Element-wise multiplication

var AtB = A * B;

Element-wise division

var AdB = A / B;

Taking the transpose of a matrix:

var M0T = transpose(M0);
M0T = M0.T; // short-hand syntax

Taking the transpose of a vector simply returns the vector because row and column vectors are equivalent:

var t1 = v0.T;
assert(t1.type == v0.type);
assert(t1 == v0);

Creating a matrix and some vectors to use:

var X = Matrix(3, 5),
    y = Vector(3),
    z = Vector(5);

X = 1;
X -= eye(3,5);
writeln(X);
  // Prints:
  //   0.0 1.0 1.0
  //   1.0 0.0 1.0
  //   1.0 1.0 0.0
  //   1.0 1.0 1.0
  //   1.0 1.0 1.0
y = 2;
z = 1;

Matrix-matrix multiplication is computed by dot():

var MM = dot(X, X.T);

... as well as matrix-vector multiplication:

var Mv = dot(X, z);

... or vector-matrix multiplication:

var vM = dot(y, X);

... and vector-vector multiplication:

var vv = dot(y, y);

Because row and column vectors are indistinguishable, an dot() always computes the inner product of 2 vectors.

To compute an outer product, one must explicitly call outer():

var yz = outer(y, z);
writeln('outer:', yz);

Matrix powers can be computed on square matrices with matPow(). Only integer powers are currently supported:

var MM4 = matPow(MM, 4);

Cross products of 3-element vectors can be computed with cross():

var crossProduct = cross(y, y);

} // Operations scope

Properties

There are several functions for computing matrix properties.

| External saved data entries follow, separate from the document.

Issue #6418, opened 2021-08-28
Popular icons from unofficial sources


sachinraja:
It seems as though there is no official JavaScript icon, which makes sense as there is no official governing body for it. The current source:
https://github.com/simple-icons/simple-icons/blob/198c42d6f8cc91c8e5551adfe0353d06c3828c34/_data/simple-icons.json#L4555-L4557

This uses the source https://github.com/voodootikigod/logo.js, which is unofficial. I realize that it may be too late to remove this icon as I'm sure it is a very popular one, but I thought I'd open this for discussion anyway.

gizmecano:
I understand this appreciation, but however, in this case, it is probable that other icons could be considered in the same case.

For example, Markdown icon has become a _de facto_ standard (notoriously used by [Primer Octicons](https://primer.style/octicons/markdown-16)), but it does not seem to me that it is any formal brand (by the way, source in data file refers to the work of the designer, not to [the language page](https://daringfireball.net/projects/markdown/)).

https://github.com/simple-icons/simple-icons/blob/198c42d6f8cc91c8e5551adfe0353d06c3828c34/_data/simple-icons.json#L5437-L5440

jorgeamadosoria:
I think this one is so established as a de facto standard that it even has other icons styled after it, like [Typescript](https://www.typescriptlang.org/branding/) for example.

I feel good keeping it in, even if there is no official source. Javascript certainly is very popular and the icon is well established and necessary for technological lists and such (speaking from experience).
I vote to keep it in, with the current source (after a fashion, see #6399 and it's linked PR).

sachinraja:
I disagree that "de facto standard" icons should be included. The [contributing guidelines](https://github.com/simple-icons/simple-icons/blob/develop/CONTRIBUTING.md#1-identify-official-logos-and-colors) say to "identify official logos and colors." 

Icons are supposed to represent a brand, not the community. If this icon was brought up and used by JSConf (as said in the source), it should be labeled as such. Also note that the [JS Wikipedia page](https://wikipedia.org/wiki/JavaScript) does not use the icon.

> For example, Markdown icon has become a de facto standard

I guess this issue also raises discussion on those icons.

gizmecano:
As I wrote before, I can understand this opinion: it may sound perhaps rigorous, but reading the current guidelines, it seems founded and logical... 😕

[...]

PR #6428, opened 2021-08-29
Updating guidelines unofficial source

jorgeamadosoria:
**Issue:** #6418 

Adding a textual amendment to contribution guidelines to address de facto standard icons to be added to the library via consensus of maintainers.
The text in the change is merely a proposal to get the ball rolling, I don't mind changing it completely as long as the spirit of it remains.


ericcornelissen (commented):
I think the current approach is not correct.
- First the bullet list forms a set of conditions, all of which have to be met in order for the icon to be accepted. The bullet you added is an or-condition with the bullet preceding it, which is confusing.
- This section should probably not cover how the logo should be chosen, none of the other bullets and the title doesn't indicate the section will talk about logos.

I think it makes more sense to add it in [the "1. Identify Official Logos and Colors" section](https://github.com/simple-icons/simple-icons/blob/develop/CONTRIBUTING.md#1-identify-official-logos-and-colors).

jorgeamadosoria:
> I think the current approach is not correct.
> 
> * First the bullet list forms a set of conditions, all of which have to be met in order for the icon to be accepted. The bullet you added is an or-condition with the bullet preceding it, which is confusing.
> * This section should probably not cover how the logo should be chosen, none of the other bullets and the title doesn't indicate the section will talk about logos.
> 
> I think it makes more sense to add it in [the "1. Identify Official Logos and Colors" section](https://github.com/simple-icons/simple-icons/blob/develop/CONTRIBUTING.md#1-identify-official-logos-and-colors).

changed taking this input into account

CONTRIBUTING.md
```diff
@@ -86,6 +87,9 @@ Official high quality brand logos and brand colors can usually be found in the f
 1. Wikimedia (which should provide a source)
 1. GitHub repositories
 
+It may be the case that official sources simply do not exist, but an unofficial icon has gained widespread acceptance and popularity. These icons can also be included, after being reviewed and accepted by maintainers on a case-by-base basis. Javascript is the prime example of this situation.
```
mondeja, line 90: The linting is failing due to this trailing whitespace, could you remove it?

```suggestion
It may be the case that official sources simply do not exist, but an unofficial icon has gained widespread acceptance and popularity. These icons can also be included, after being reviewed and accepted by maintainers on a case-by-base basis. Javascript is the prime example of this situation.
```

mondeja (changes requested):

CONTRIBUTING.md
jorgeamadosoria: Committed suggestion

CONTRIBUTING.md
```diff
@@ -45,6 +45,7 @@ We welcome icon requests. Before you submit a new issue please make sure the ico
     - For websites, the [Alexa rank](https://www.alexa.com/siteinfo) should be less than 500k.
         - Note that for brands that have already been added the threshold for continued inclusion rises to 750k.
     - For GitHub projects, the amount of "stars" should be above 5k.
+    - For a well known or widely accepted de facto standard logo (where official sources don't exist), popularity will be assesed on a case-by-case basis by maintainers. For example, Javascript falls in this category.
     - For anything else, popularity will be judged on a case-by-case basis.
```
ericcornelissen, line 49: This feels to me like we're repeating ourselves, both bullets say "popularity will be judged on a case-by-case basis". I don't think the separate bullet is necessary. Especially as the extra bullet is (still) not primarily about the popularity but rather about the logo.

CONTRIBUTING.md
```diff
@@ -86,6 +87,9 @@ Official high quality brand logos and brand colors can usually be found in the f
 1. Wikimedia (which should provide a source)
 1. GitHub repositories
 
+It may be the case that official sources simply do not exist, but an unofficial icon has gained widespread acceptance and popularity. These icons can also be included, after being reviewed and accepted by maintainers on a case-by-base basis. Javascript is the prime example of this situation.
```
ericcornelissen, line 90: A couple suggestions, some for brevity and some for clarity:

```suggestion
It may be the case that no official source exist, but an unofficial icon has gained widespread acceptance and popularity. In such cases the unofficial icon can be included, but the details will be judged on a case-by-base basis. The JavaScript icon is an example of this
```

CONTRIBUTING.md
```diff
@@ -86,6 +87,9 @@ Official high quality brand logos and brand colors can usually be found in the f
...
+Notice that an unofficial icon won't replace or supersede an official one, even if it more popular. An unofficial icon will only be accepted if official options do not exist.
```
ericcornelissen, line 91: A couple suggestions for brevity:

```suggestion
Notice that an unofficial source will never supersede an official one, even if it is more popular. An unofficial icon will only be accepted if no official option exists.
```

CONTRIBUTING.md
```diff
@@ -45,6 +45,7 @@ We welcome icon requests. Before you submit a new issue please make sure the ico
     - For websites, the [Alexa rank](https://www.alexa.com/siteinfo) should be less than 500k.
         - Note that for brands that have already been added the threshold for continued inclusion rises to 750k.
     - For GitHub projects, the amount of "stars" should be above 5k.
+    - For a well known or widely accepted de facto standard logo (where official sources don't exist), popularity will be assesed on a case-by-case basis by maintainers. For example, Javascript falls in this category.
```
sachinraja, line 48: > For a well known or widely accepted de facto standard logo (where official sources don't exist)

I think we should pick one from "well known," "widely accepted," "de facto," and "standard," instead of all four, to make the language simpler.

sachinraja, line 48:
```suggestion
    - For a well known or widely accepted de facto standard logo where official sources don't exist, popularity will be assesed on a case-by-case basis by maintainers. For example, Javascript falls in this category.
```
This information is necessary, so I don't think the parentheses should be here.

CONTRIBUTING.md
sachinraja: "exist" would also be changed to "exists"

CONTRIBUTING.md
sachinraja: "exist" would also be changed to "exists"

CONTRIBUTING.md
jorgeamadosoria: it is indeed the same info. I did it on purpose to make the message extra clear.

CONTRIBUTING.md
jorgeamadosoria: make the choice @sachinraja. I don't really prefer any over the others

CONTRIBUTING.md
ericcornelissen: I personally disagree that it makes things extra clear, but I understand it's highly subjective. The reason I disagree is 1) now there is more text to read, 2) the added sentence isn't easy to read (at least compared to the existing sentence), and 3) again, this makes the list inconsistent (the focus changes from popularity to where the logo comes from).

In fact, I would argue it may cause confusion. The repetitions reads, to me, as if either 1) not much care was put into creating a coherent document making me less inclined to read it fully, or 2) one of the bullets is incorrect and does not apply.

CONTRIBUTING.md
sachinraja: "widely accepted" makes the most sense to me.

CONTRIBUTING.md
jorgeamadosoria: I disagree.
point 3) the list is not inconsistent. we are still talking about popularity. The previous bullets were also talking about the metrics of popularity and their sources. I think we are staying on topic. At least as much as the last bullet is.

point 2) I welcome rewrites. I've already committed yours and @sachinraja suggestions for more concise text.

point 1 and second paragraph:  Not at all. You are assuming people are going to read the full document top to bottom. While this is going to be true of some people, most people will just refer to the information they need, be it accepted sources and guidelines, or popularity metrics.
In any case, reiterating a point is not necessarily bad writing. Making the point clear in the places an user may jump into is useful. When the user don't have to scan the whole text, it's more likely that they will contribute and not be overwhelmed.

An alternative way of doing this would be to link one text to the other. Perhaps removing the bullet in the popularity list and adding a link at the end of the last one:
`- For anything else, popularity will be judged on a case-by-case basis. (for example, an unofficial de facto standard logo)` where the text in parenthesis would point to the sources text:`It may be the case that no official source exist...`

sachinraja: I don't think this should be mentioned in the popularity section as the last point already covers the case. The statement at the end (It may be the case...) can explain the policy for unofficial icons.

ericcornelissen: Again, highly subjective. I don't mind it being there but from my point of view I would just recommend not putting it there. I think @sachinraja put it best in their comment.

<details>
<summary>Just a few responses to @jorgeamadosoria</summary>

> we are still talking about popularity

Yes, but the **focus** of the sentence is on the icon being unofficial.

> I welcome rewrites

I don't think any amount of rewrite can fix my problem with this bullet.

> You are assuming people are going to read the full document top to bottom

That was not my assumption - though I must admit my comment wasn't well written. I should've said something along the lines of: "less inclined to follow the guidelines".
</details>

CONTRIBUTING.md
mondeja: > "widely accepted" makes the most sense to me

To me too.

jorgeamadosoria: widely accepted it is, then.

CONTRIBUTING.md
jorgeamadosoria: Removed bullet point.

jorgeamadosoria:
Is this ready for merging now @ericcornelissen @sachinraja ?

CONTRIBUTING.md
```diff
@@ -86,6 +86,9 @@ Official high quality brand logos and brand colors can usually be found in the f
 1. Wikimedia (which should provide a source)
 1. GitHub repositories
 
+It may be the case that no official source exist, but an unofficial icon has gained widespread acceptance and popularity. In such cases the unofficial icon can be included, but the details will be judged on a case-by-base basis. The JavaScript icon is an example of this
```
mondeja, line 89: Just a typo:

```suggestion
It may be the case that no official source exist, but an unofficial icon has gained widespread acceptance and popularity. In such cases the unofficial icon can be included, but the details will be judged on a case-by-base basis. The JavaScript icon is an example of this.
```

mondeja (changes requested):

_data/simple-icons.json
```diff
@@ -1898,7 +1898,7 @@
         {
             "title": "Conda-Forge",
             "hex": "000000",
-            "source": "https://github.com/conda-forge/conda-forge.github.io/"
+            "source": "https://github.com/conda-forge/conda-forge.github.io/blob/34adb68298ca266af13c3d615f7af8b6c232f6fb/img/anvil.svg"
```
mondeja, line 1901: It seems that you slipped this change from another PR 🙃

mondeja (changes requested):

ericcornelissen (approved):

_data/simple-icons.json
jorgeamadosoria: yes. reverted this already.

CONTRIBUTING.md
```diff
@@ -86,6 +86,9 @@ Official high quality brand logos and brand colors can usually be found in the f
 1. Wikimedia (which should provide a source)
 1. GitHub repositories
 
+It may be the case that no official source exist, but an unofficial icon has gained widespread acceptance and popularity. In such cases the unofficial icon can be included, but the details will be judged on a case-by-base basis. The JavaScript icon is an example of this.
```
sachinraja, line 89:
```suggestion
It may be the case that no official source exists, but an unofficial icon has gained widespread acceptance and popularity. In such cases the unofficial icon can be included, but the details will be judged on a case-by-case basis. The JavaScript icon is an example of this.
```

Just two grammar fixes

jorgeamadosoria: good catch! Committed the changes already.

jorgeamadosoria:
Thanks @mondeja and @sachinraja for the fixes. What do you think is pending yet?

sachinraja (approved):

Note that norm procedures are documented in the Norm module.

Trace of a matrix

var tr = trace(diagMatrix); // 6.0

Norm of a vector

var N1 = norm(vec); // 3.74166

Norm of a matrix

var N2 = norm(diagMatrix); // 3.74166

Structure

There are several functions for inspecting and extracting matrix structure.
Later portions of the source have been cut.